# Help with torquing



## Hendog (Mar 24, 2020)

When trying to torque the main breaker on a 100 amp panel the slotted lugs strips out. Not the threads but the stright slot. My torque screwdriver just goes up to 40 inch pounds but the breaker requires 50 inch pounds. When I try to finish it off with my 1/4" torque wrench it damages the stright slot. Should I be able to order replacement lugs from Schneider? I may try to find a torque screwdriver that goes up to 50 inch pounds. Any suggestions?


----------



## paulengr (Oct 8, 2017)

Hendog said:


> When trying to torque the main breaker on a 100 amp panel the slotted lugs strips out. Not the threads but the stright slot. My torque screwdriver just goes up to 40 inch pounds but the breaker requires 50 inch pounds. When I try to finish it off with my 1/4" torque wrench it damages the stright slot. Should I be able to order replacement lugs from Schneider? I may try to find a torque screwdriver that goes up to 50 inch pounds. Any suggestions?

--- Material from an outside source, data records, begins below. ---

PR #1181, opened 2020-02-08
[Docs]: require didyoumean.js lib before use

jamesgeorge007:
# Pull Request

## Problem

`didyoumean.js` was used directly in the example without importing the respective package.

50 is a bit much for a screwdriver. Use a bit with a 1/4” or 3/8” socket and then a standard torque wrench. This also lets you hold pressure on the end of the wrench so that the socket doesn’t slip.

In the old days we’d take a saw and reslot it. But obviously not allowed on Code jobs.


Sent from my iPhone using Tapatalk


----------



## VELOCI3 (Aug 15, 2019)

Put penetrox or similar conductive compound on the lug threads. They will not bind up as much and also will give you a more accurate torque value. 


Sent from my iPhone using Tapatalk


----------



## Hendog (Mar 24, 2020)

Wouldn't that affect the torque value? A hex screw instead of a stright slot would be a much better option IMO.


----------



## VELOCI3 (Aug 15, 2019)

Use what the manufacturer gave you. Also use a slotted blade that is the same or larger than the slot on the lug. The closer you are to the thickness and width of the slot will better the tools grip. 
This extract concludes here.